"""

PR #993, opened 2019-03-26
Handle spec update for nodiscard, io_strategy

prabirpaul:
nodiscard and io_strategy weren't being handled for spec update

Closes # PWX-8217


api/api.proto
```diff
@@ -371,6 +371,11 @@ message VolumeSpecUpdate {
   // `ownership` message is an empty string then the value of `owner` in
   // the `VolumeSpec.Ownership.owner` will not be updated.
   Ownership ownership = 26;
+  // Nodiscard specifies if the volume will be mounted with discard support disabled.
```
lpabon: These values look good. You will need to update the SdkVersion and the SDK_CHANGELOG.md

prabirpaul: Updated.

PR #995, opened 2019-03-26
Add view storage policy rule for system.user (master)

ram-infrac:
same as #994 , against master branch
Closes #

### DIFF
--- a/pkg/role/sdkserviceapi.go
+++ b/pkg/role/sdkserviceapi.go
@@ -83,6 +83,14 @@ var (
 				Services: []string{"identity"},
 				Apis:     []string{"*"},
 			},
+			&api.SdkRule{
+				Services: []string{"policy"},
+				Apis: []string{
+					"*enumerate*",
+					// This will allow system.user to view default policy also
+					"*inspect*",
+				},
+			},
 		},
 	}
 )


pkg/storagepolicy/sdkstoragepolicy.go
```diff
@@ -439,3 +444,37 @@ func volSpecToSdkStoragePolicy(inst *SdkPolicyManager) error {
...
+	newPolStr, err := m.MarshalToString(newPolicy.GetPolicy())
+	if err != nil {
+		return nil, status.Errorf(codes.Internal, "Json Marshal failed for volSpec %s: %v", newPolicy.GetName(), err)
+	}
+	err = jsonpb.UnmarshalString(newPolStr, updatedSpec)
+	if err != nil {
+		return nil, err
+	}
+
+	updatedPolicy.Name = newPolicy.GetName()
```
lpabon: I don't think we should be changing the name. The name is the identifier. If the caller wants to change the name, they should create a new policy and delete the old one. We do not allow, for example, changing the id of a volume, since it is the identifier of the volume. Same with roles.

pkg/storagepolicy/sdkstoragepolicy.go
```diff
@@ -128,8 +128,6 @@ func (p *SdkPolicyManager) Create(
 }
 
 // Update Storage policy
-// TODO: Decide whether update storage policy request should update ownership at all
-// We can check if user is admin then only allow update ownership
 func (p *SdkPolicyManager) Update(
```
lpabon: I don't think this is necessary. Update should just take the object given as the new value just as it did before. The caller should do a ReadModifyWrite to update accordingly. This is how Volume ownership, and roles work.

lpabon:
i think only the roles change is necessary in this PR.

pkg/storagepolicy/sdkstoragepolicy.go
ram-infrac: Does similar behaviour should be followed for `volumePolicySpec`

pkg/storagepolicy/sdkstoragepolicy.go
ram-infrac: changed it

pkg/storagepolicy/sdkstoragepolicy.go
ram-infrac: after discussion with @lpabon in the offline call, SDK should not try to understand changes requested client should do ReadModifyWrite

PR #999, opened 2019-03-27
Fix Inspect and Cloud Backup Create

pault84:

Fix Cloud Backup Create and Inspect.


api/server/sdk/cloud_backup.go
```diff
@@ -74,6 +74,9 @@ func (s *CloudBackupServer) Create(
 		Labels:         req.GetLabels(),
 	})
 	if err != nil {
+		if err == volume.ErrInvalidName {
+			return nil, status.Errorf(codes.AlreadyExists, "Failed to create backup: %v", err)
```
lpabon: Instead of using the same message, it should be something like "Backup already exists or invalid name"...

api/server/volume.go
```diff
@@ -774,12 +774,20 @@ func (vd *volAPI) enumerate(w http.ResponseWriter, r *http.Request) {
 	for i, s := range ids {
 		vol, err := volumes.Inspect(ctx, &api.SdkVolumeInspectRequest{VolumeId: s})
 		if err != nil {
-			e := fmt.Errorf("Failed to inspect volumeID: %s", err.Error())
-			vd.sendError(vd.name, method, w, e.Error(), http.StatusBadRequest)
+			if s, ok := status.FromError(err); ok && s.Code() != codes.NotFound {
```
lpabon: i think the logic here is a little confusing because if it is ever not `ok` then it will fall through to line 783.

I think you want `ok && s.Code() == codes.NotFound` then move lines 784-785 to inside the if, the move 778-779 out of the if scope

PR #1007, opened 2019-03-28
Remove unused variables to fix go 1.11 vet errors in unit tests

rodrigc:

This removes unused variables in the unit tests.  In go 1.11 and higher, *go test*
runs *go vet*.  go 1.11's *go vet* fails because of unused variables in the unit tests.
This fix causes the unit tests to succeed on go 1.11.

### DIFF
--- a/pkg/sanity/volume.go
+++ b/pkg/sanity/volume.go
@@ -54,7 +54,6 @@ var _ = Describe("Volume [Volume Tests]", func() {
 		var (
 			volumeID         string
 			numVolumesBefore int
-			numVolumesAfter  int
 		)
 
 		BeforeEach(func() {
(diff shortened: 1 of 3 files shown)


pkg/sanity/volume.go
```diff
@@ -775,9 +758,8 @@ var _ = Describe("Volume [Volume Tests]", func() {
 			err = volumedriver.Delete(volumeID)
 			Expect(err).ToNot(HaveOccurred())
 
-			volumes, err := volumedriver.Enumerate(&api.VolumeLocator{}, nil)
+			_, err = volumedriver.Enumerate(&api.VolumeLocator{}, nil)
 			Expect(err).ToNot(HaveOccurred())
-			numVolumesAfter = len(volumes)
```
harsh-px: correct fix should be to use `numVolumesAfter` and testing for it instead of ignoring them.

The previous test was not doing so.

rodrigc: ok

PR #1014, opened 2019-03-29
Add DisasterRecoveryMode option to ClusterPair requests

disrani-px:

Closes #


api/api.proto
```diff
@@ -3414,6 +3414,8 @@ message ClusterPairCreateRequest {
   string remote_cluster_token = 3;
   // Set the new pair as the default
   bool set_default = 4;
+  // If the pair is being created for DR mode
+  bool disaster_recovery_mode = 5;
```
talakad: Suggestion:Should this be a enum rather than bool,  to allow any flavors of disaster recovery?

disrani-px: Yeah, that's a good point. What should the types be though? Should the name be Mode, and different modes be Default and DisasterRecovery for now?

talakad: Yeah that sounds great. default would be disaster_recovery_mode_off.

disrani-px: Updated. Can you take a look again?

talakad: gook great!.

PR #1017, opened 2019-03-30
Return proper error msg for pxctl cloudmigrate.

jrivera-px:
When running 'pxctl cloudmigrate' on a cluster not configured for cloud migration.
Should return proper messages to indicate its unconfigured.

Closes #  PWX-8204

### DIFF
--- a/cluster/manager/pair.go
+++ b/cluster/manager/pair.go
@@ -197,12 +197,20 @@ func (c *ClusterManager) GetPair(
 	if id == "" {
 		id, err = getDefaultPairId()
 		if err != nil {
-			return nil, err
+			if err == kvdb.ErrNotFound {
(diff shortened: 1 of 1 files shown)


cluster/manager/pair.go
```diff
@@ -197,12 +197,20 @@ func (c *ClusterManager) GetPair(
 	if id == "" {
 		id, err = getDefaultPairId()
 		if err != nil {
-			return nil, err
+			if err == kvdb.ErrNotFound {
+				return nil, fmt.Errorf("No default cluster pair id set.")
```
talakad: we could take out "id" ? i mean just say "No default cluster pair found"

jrivera-px: K will do.   Thx

PR #1035, opened 2019-04-03
Add support for volume creation with secret from storage class

### LINKED ISSUE #1033: Upgrading from noauth to an auth cluster will cause issues for k8s in-tree

**What happened**:
* When upgrading from no-auth to auth, if no secret info is provided in the PVC, it will fail.

* We should be able to upgrade from noauth->auth

ggriffiths:

Closes #1033

### DIFF
--- a/api/server/middleware_auth.go
+++ b/api/server/middleware_auth.go
@@ -19,6 +19,7 @@ import (
 	osecrets "github.com/libopenstorage/secrets"
 	"github.com/portworx/sched-ops/k8s"
 	"github.com/sirupsen/logrus"
+	"k8s.io/api/core/v1"
 )
 
 const (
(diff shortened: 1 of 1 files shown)


api/server/middleware_auth.go
```diff
@@ -313,24 +314,43 @@ func (a *authMiddleware) parseSecret(
...
+		scName := pvc.ObjectMeta.Annotations[v1.BetaStorageClassAnnotation]
+		sc, err := k8s.Instance().GetStorageClass(scName)
+		if err != nil {
+			return "", "", err
+		}
+
+		// Get secret name from PVC first. If does not exists, get from SC.
+		secretName, nameFound := pvc.ObjectMeta.Annotations[secrets.SecretNameKey]
+		if !nameFound {
+			secretName, nameFound = sc.ObjectMeta.Annotations[secrets.SecretNameKey]
```
adityadani: I thought the secret name will be provided as a storage class parameter and not as storage class annotations. @lpabon Do we want to read annotations from storage class like this?

ggriffiths: As discussed offline, this info will be translated from storage class params to spec.VolumeLabels, so this PR is not needed.

PR #1036, opened 2019-04-03
Fix for volume group migration

pault84:
The code was using labels and not the Group object


api/api.proto
```diff
@@ -2483,6 +2485,8 @@ message SdkVolumeEnumerateWithFiltersRequest {
   map<string, string> labels = 3;
   // (optional) Ownership to match
   Ownership ownership = 4;
+  // (optional) Group to match
+  Group group = 5;
 }
```
lpabon: Need new SdkVersion and update to the SDK_CHANGELOG.md

volume/drivers/common/default_store_enumerator.go
```diff
@@ -184,6 +184,11 @@ func match(
 	if locator == nil {
 		return hasSubset(v.Locator.VolumeLabels, volumeLabels)
 	}
+	if locator.GetGroup() != nil {
+		if v.GetSpec().GetGroup() == nil || v.GetSpec().GetGroup() != locator.GetGroup() {
```
lpabon: I'm not sure this is correct. It is comparing the addresses of the Group objects. Instead it should be comparing the Id of the group object.

I think you should create a new file called `api/group.go` and in it add a receiver to `(* Group)` called `IsMatch` like the  one done for Ownership. Then it can do the comparison according to the values in the object.

pault84: gotcha makes sense.

volume/drivers/common/default_store_enumerator.go
```diff
@@ -184,6 +184,18 @@ func match(
 	if locator == nil {
 		return hasSubset(v.Locator.VolumeLabels, volumeLabels)
 	}
+	if locator.GetGroup() != nil {
```
lpabon: I think this code needs to be removed, right?

PR #1045, opened 2019-04-08
Continue on an error during Snap Enumerate

pault84:

We shouldn't return an error if inspect fails during a snapEnumerate
We can delete volumes while an enumerate is happening. and that results into a not found error.

### DIFF
--- a/api/server/volume.go
+++ b/api/server/volume.go
@@ -1029,9 +1029,13 @@ func (vd *volAPI) snapEnumerate(w http.ResponseWriter, r *http.Request) {
 	for _, s := range resp.GetVolumeSnapshotIds() {
 		vol, err := volumes.Inspect(ctx, &api.SdkVolumeInspectRequest{VolumeId: s})
 		if err != nil {
-			continue
+			if s, ok := status.FromError(err); ok && s.Code() != codes.NotFound {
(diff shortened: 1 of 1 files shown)


api/server/volume.go
```diff
@@ -1025,15 +1025,13 @@ func (vd *volAPI) snapEnumerate(w http.ResponseWriter, r *http.Request) {
...
-	snaps := make([]*api.Volume, len(resp.GetVolumeSnapshotIds()))
-	for i, s := range resp.GetVolumeSnapshotIds() {
+	snaps := make([]*api.Volume, 0)
+	for _, s := range resp.GetVolumeSnapshotIds() {
 		vol, err := volumes.Inspect(ctx, &api.SdkVolumeInspectRequest{VolumeId: s})
 		if err != nil {
-			e := fmt.Errorf("Failed to inspect volumeID: %s", err.Error())
-			vd.sendError(vd.name, method, w, e.Error(), http.StatusBadRequest)
-			return
+			continue
```
harsh-px: Instead of blinding ignoring all errors, this should just ignore the volume not found error.

harsh-px: Need to maintain the previous behavior where enumerate doesn't report errors for not found, but returns for other errors.

PR #1050, opened 2019-04-08
Fixes for handling unmounts on deleted volumes

harsh-px:

**What this PR does / why we need it**: This fixes an issue where unmount was not handling volumes that are deleted.

### DIFF
--- a/api/server/sdk/errors.go
+++ b/api/server/sdk/errors.go
@@ -1,0 +1,16 @@
+package sdk
+
+import (
+	"google.golang.org/grpc/codes"
+	"google.golang.org/grpc/status"
+)
+
+// IsErrorNotFound returns if the given error if due to not found
+func IsErrorNotFound(err error) bool {
+	if err == nil {
+		return false
+	}
+
+	s, ok := status.FromError(err)
+	return ok && s.Code() == codes.NotFound
+}
--- a/api/server/sdk/errors.go
+++ b/api/server/sdk/errors.go
@@ -5,7 +5,7 @@ import (
 	"google.golang.org/grpc/status"
 )
 
-// IsErrorNotFound returns if the given error if due to not found
+// IsErrorNotFound returns if the given error is due to not found
 func IsErrorNotFound(err error) bool {
 	if err == nil {
 		return false
--- a/api/server/sdk/volume_node_ops.go
+++ b/api/server/sdk/volume_node_ops.go
@@ -89,7 +89,8 @@ func (s *VolumeServer) Detach(
 	}
 
 	// Get access rights
-	if err := s.checkAccessForVolumeId(ctx, req.GetVolumeId(), api.Ownership_Write); err != nil {
+	err := s.checkAccessForVolumeId(ctx, req.GetVolumeId(), api.Ownership_Write)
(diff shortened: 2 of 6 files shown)


harsh-px:
UT fixed. @lpabon , @adityadani can you take a look?

api/server/sdk/errors.go
```diff
@@ -0,0 +1,16 @@
+package sdk
```
lpabon: I like this 👍

api/server/sdk/volume_node_ops.go
```diff
@@ -89,7 +89,8 @@ func (s *VolumeServer) Detach(
 	}
 
 	// Get access rights
-	if err := s.checkAccessForVolumeId(ctx, req.GetVolumeId(), api.Ownership_Write); err != nil {
+	err := s.checkAccessForVolumeId(ctx, req.GetVolumeId(), api.Ownership_Write)
```
lpabon: Suggestion: You may want to pull in the implementation of `checkAccessForVolumeId` in case the implementation changes.

If you do not want to do it now, just add an issue to openstorage and/or a comment on that function of the expected return values.

api/server/volume.go
```diff
@@ -362,62 +330,85 @@ func (vd *volAPI) volumeSet(w http.ResponseWriter, r *http.Request) {
...
+	}
+	if req.Options["WAIT_BEFORE_DELETE"] == "true" {
+		unmountOptions.NoDelayBeforeDeletingMountPath = false
+	} else {
+		unmountOptions.NoDelayBeforeDeletingMountPath = true
+	}
+
+	if req.Locator != nil || req.Spec != nil {
+		// Only update spec if spec and locator are not nil.
+		vol, err := volumes.Inspect(ctx, &api.SdkVolumeInspectRequest{
```
lpabon: You have to be careful on the use of `err`. Here, this `err` is a new one, but on line 379 and on, it is the one on the previous scope.

Then `err` from the top scope it is evaluated on 423.

harsh-px: Yeah that's okay. This scope is just for updating the volumes.

If the Inspect fails and the err is other than not found, it returns with error anyways.

Line 423 should be using `err` from the top scope as that reflects the actual attach, mount, detach and unmount operations.

api/server/sdk/volume_node_ops.go
harsh-px: added function comment

api/server/volume.go
```diff
@@ -362,62 +330,85 @@ func (vd *volAPI) volumeSet(w http.ResponseWriter, r *http.Request) {
...
 				})
 			}
-			if err != nil {
-				break
-			}
 		}
-		break
 	}
 
 	resVol, err2 := volumes.Inspect(ctx, &api.SdkVolumeInspectRequest{
```
adityadani: Don't we need the ErrNotFound error check here?

harsh-px: not needed here since inspect failure is saved in `err2`. The actual response in the REST response will be `err` which is for the set calls.

harsh-px:
@lpabon I'll proceeding with merge. If you have any further comments post-merge, let me know and I'll send a follow up PR.

PR #1052, opened 2019-04-09
Do not hide errors in enumerate

lpabon:
Need to return errors found during inspect in the enumerate handler of the old REST server


api/server/volume.go
```diff
@@ -774,6 +774,11 @@ func (vd *volAPI) enumerate(w http.ResponseWriter, r *http.Request) {
 		vol, err := volumes.Inspect(ctx, &api.SdkVolumeInspectRequest{VolumeId: s})
 		if err == nil {
 			vols = append(vols, vol.GetVolume())
+		} else if sdk.IsErrorNotFound(err) {
```
pault84: should we use this in snapEnumerate too?

lpabon: Yeah, i'll update it.

PR #1054, opened 2019-04-09
Add option for token creation to subtact a duration from IAT

ggriffiths:

* Adds an option to provide a time duration offset for IAT

### DIFF
--- a/pkg/auth/token.go
+++ b/pkg/auth/token.go
@@ -28,6 +28,12 @@ import (
 type Options struct {
 	// Expiration time in Unix format as per JWT standard
 	Expiration int64
+
+	// IATSubtract is the time duration you would like to remove from
+	// the token IAT (Issue At Time). This is useful as a guard against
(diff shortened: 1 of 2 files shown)


pkg/auth/token.go
```diff
@@ -89,7 +95,7 @@ func Token(
 		"email": claims.Email,
 		"name":  claims.Name,
 		"roles": claims.Roles,
-		"iat":   time.Now().Unix(),
+		"iat":   time.Now().Add(-options.IATSubtract).Unix(),
```
jrivera-px: What is the default value of time.Duration?   Is this going to be ok: https://stackoverflow.com/questions/23051973/what-is-the-zero-value-for-time-time-in-go?

ggriffiths: Time.Duration is just an int64 alias, so it should be 0. So it should have no effect if it's not.

jrivera-px: Ah ok..  cool..

PR #1056, opened 2019-04-10
SDK InspectWithFilters and Deep.Inspect

lpabon:
Inspect may be a high latency call in drivers, therefore doing
an sdk Enumerate/Inspect combination may be problematic. Instead,
this patch introduces a "deep" option for SDK Inspect() which makes it
act like it used to, but now instead of calling driver.Inspect(),
it calls the driver's Enumerate() calls, which may be cache friendly.

**Notes to reviewers**
There are many changes to unit tests files, fyi. You may want to skip those.


api/server/volume.go
```diff
@@ -751,35 +755,41 @@ func (vd *volAPI) enumerate(w http.ResponseWriter, r *http.Request) {
...
+		for _, s := range v {
+			// They asked for inspect of specific volumes. We must honor with deep inspects
+			resp, err := volumes.Inspect(ctx, &api.SdkVolumeInspectRequest{
+				VolumeId: string(s),
+				Options: &api.VolumeInspectOptions{
+					Deep: true,
+				},
+			})
+			if err == nil {
+				vols = append(vols, resp.GetVolume())
```
sangleganesh: can Inspect() return no error and no volumes in response (for ex. if permission is denied?)  ?

lpabon: Afaik, yes. And I think there is a lot of old code to handle that situation when calling Inspect(). For example: https://github.com/libopenstorage/stork/blob/master/drivers/volume/portworx/portworx.go#L381

sangleganesh: oh I mean respond.GetVolumes() may return nil, do we need to check ?

lpabon: I'll add a check for that, good point.

PR #1057, opened 2019-04-12
Change mount permissions check to match attach

ggriffiths:
Unmount uses a different helper function `checkAccessForVolumeId` that handles inspect/NotFound better

### DIFF
--- a/api/server/sdk/volume_node_ops.go
+++ b/api/server/sdk/volume_node_ops.go
@@ -134,18 +134,10 @@ func (s *VolumeServer) Mount(
 		return nil, status.Error(codes.InvalidArgument, "Invalid Mount Path")
 	}
 
-	// Get volume information
-	resp, err := s.Inspect(ctx, &api.SdkVolumeInspectRequest{
-		VolumeId: req.GetVolumeId(),
-	})
+	// Get access rights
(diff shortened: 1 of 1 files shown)


api/server/sdk/volume_node_ops.go
```diff
@@ -134,18 +134,10 @@ func (s *VolumeServer) Mount(
...
-		return nil, status.Errorf(codes.NotFound, err.Error())
-	}
-	vol := resp.GetVolume()
-
-	// Checks for ownership
-	if !vol.IsPermitted(ctx, api.Ownership_Write) {
-		return nil, status.Errorf(codes.PermissionDenied, "Access denied to volume %s", vol.GetId())
+	// Get access rights
+	err := s.checkAccessForVolumeId(ctx, req.GetVolumeId(), api.Ownership_Write)
+	if err != nil && !IsErrorNotFound(err) {
```
harsh-px: Since attach and mount are setup calls, let's not ignore not found errors.

For unmounts, during teardown, the volumes could already be deleted. So we are allowing users to proceed.

For setup calls, we want to volumes to exist.

ggriffiths: Makes sense. Changed it back to check for not found errors.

"""

▸ Work request:
Give only a number, the count of lines above that include the string "harsh".

▸ Expected answer:
10